L’embellie sera toutefois de courte durée et seul Tanner continuera à tourner pour le grand écran avec une constance rare chez les cinéastes suisses. Le secret de son succès? Devenir son propre producteur, aller tourner à l’étranger et avoir eu la chance de «faire des films qui, culturellement, restent dans l’esprit des gens; et de temps en temps, des films qui font des sous sur le marché économique».1

Les années 1980 marquent néanmoins un tournant dans son oeuvre. Le joyeux pourfendeur du capitalisme perd l’envie de rire et de rêver d’un monde meilleur. La mélancolie l’emporte et l’auteur prend ses distances avec la politique pour se réfugier dans la poésie ou la sensualité avec sa complice Myriam Mézières. Ce n’est que dans ses derniers films qu’il renoue avec la veine de ses débuts.

Éthique du spectateur

Tout a été dit sur Tanner: son rapport à la Suisse («J’ai le passeport rouge à croix blanche, que l’on portait à l’étranger comme l’autre portait sa croix en bois») et à ses paysages idylliques (décor de carte postale «infilmable»), son éthique cinématographique inspirée par la distanciation brechtienne (ou pourquoi le plan-séquence est-il de gauche et le découpage de droite?), etc. Il a d’ailleurs reformulé cela à sa manière, cinglante ou malicieuse, dans le recueil de réflexions et d’anecdotes Ciné-Mélanges.

Mais s’il ne fallait retenir qu’une leçon de son cinéma, ce serait sans doute qu’il s’adresse au spectateur et pas au public. En d’autres termes – qui sont ceux du cinéaste dans son livre: «Le monde peut parfaitement se satisfaire de bons divertissements, on les acceptera tant qu’ils ne franchissent pas les limites trop vites atteintes de la bêtise et de la malhonnêteté. Mais cela ne suffit pas, on le sent bien (…) Il faut parler, il faut dire, et c’est à chacun de trouver ici son lieu et son mode de faire, au risque de n’être entendu que par une minorité.»

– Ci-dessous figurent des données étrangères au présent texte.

PR #686, opened 2017-07-06
Expose GetMutations grpc

### LINKED ISSUE #685: Expose Querying GetMutations HTTP API
Querying `/v1/epochs/1` returns "Not Found" although epoch 0 and 1 have passed (and were signed)

Seems like the existing `MutationService` is not registered yet. 
- [ ] register service

Liamsi:
resolves #685


cmd/keytransparency-server/main.go
```diff
@@ -206,7 +210,11 @@ func main() {
 		grpc.StreamInterceptor(grpc_prometheus.StreamServerInterceptor),
 		grpc.UnaryInterceptor(grpc_prometheus.UnaryServerInterceptor),
 	)
+
+	// TODO(ismail): replace with a non-core version (cmutations)?
```
cesarghali: This is fine. We don't need to replace this with non-core version since this file is not imported.

core/mutation/mutation.go
```diff
@@ -28,6 +28,7 @@ import (
 	"google.golang.org/grpc"
 	"google.golang.org/grpc/codes"
 
+	spb "github.com/google/keytransparency/impl/proto/mutation_v1_service"
```
cesarghali: I don't think this will work. `core/mutation` cannot depend on `impl/proto/mutation_v1_service`.
If I remember correctly, the entire implementation of the streaming API should be done in `impl/proto/mutation_v1_service`. We might need to refactor `core/mutation/mutation.go` a little bit to reuse some of the core functionality.

core/mutation/mutation.go
```diff
@@ -131,6 +133,10 @@ func (s *Server) GetMutations(ctx context.Context, in *tpb.GetMutationsRequest)
 	}, nil
 }
 
+func (s *Server) GetMutationsStream(in *tpb.GetMutationsRequest, stream spb.MutationService_GetMutationsStreamServer) error {
```
cesarghali: I think we can remove this API from here. `MutationService_GetMutationsStreamServer` is in `impl/proto/mutation_v1_service` and cannot be a dependency here.

cmd/keytransparency-server/main.go
Liamsi: OK, thanks. I wasn't entirely sure. TODO will be removed with the next commit.

core/mutation/mutation.go
Liamsi: Sure, as discussed on hagouts, I was already aware of this. I've created this PR early because I wasn't sure why not even the non-stream version `GetMutations` is exposed by these changes. It should already, or not?

core/mutation/mutation.go
Liamsi: Same as above. Will remove with the following commit.

core/mutation/mutation.go
Liamsi: OK, `RegisterMutationServiceHandlerFromEndpoint` was missing. That's why it didn't work.

Liamsi:
This is ready for another review. PTAL

cmd/keytransparency-server/main.go
```diff
@@ -28,10 +28,14 @@ import (
 	"github.com/google/keytransparency/core/crypto/vrf/p256"
 	"github.com/google/keytransparency/core/keyserver"
 	"github.com/google/keytransparency/core/mapserver"
+	cmutation "github.com/google/keytransparency/core/mutation"
 	"github.com/google/keytransparency/core/mutator/entry"
 	ctxn "github.com/google/keytransparency/core/transaction"
+
 	gauth "github.com/google/keytransparency/impl/google/authentication"
+	"github.com/google/keytransparency/impl/mutation"
 	pb "github.com/google/keytransparency/impl/proto/keytransparency_v1_service"
```
gdbelvin: for consistency, please rename `pb` to `ktpb` (key transparency protobuf) no that it is no longer the only protobuf being included.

Le spectateur mérite donc le plus grand respect – voilà pourquoi Tanner vient quatre fois présenter ses films à la Cinémathèque suisse – et ce respect, il le rend bien au cinéaste: de nouvelles générations de cinéphiles se reconnaissent aujourd’hui dans la révolte instinctive du personnage de La Salamandre ou dans les utopies de Jonas qui aura 25 ans en l’an 2000.

Cet article a été publié une première fois le 27 février 2009 dans le cadre de nos Unes de Mag. Nous l’avons republié le 12 septembre 2022 suite à son décès.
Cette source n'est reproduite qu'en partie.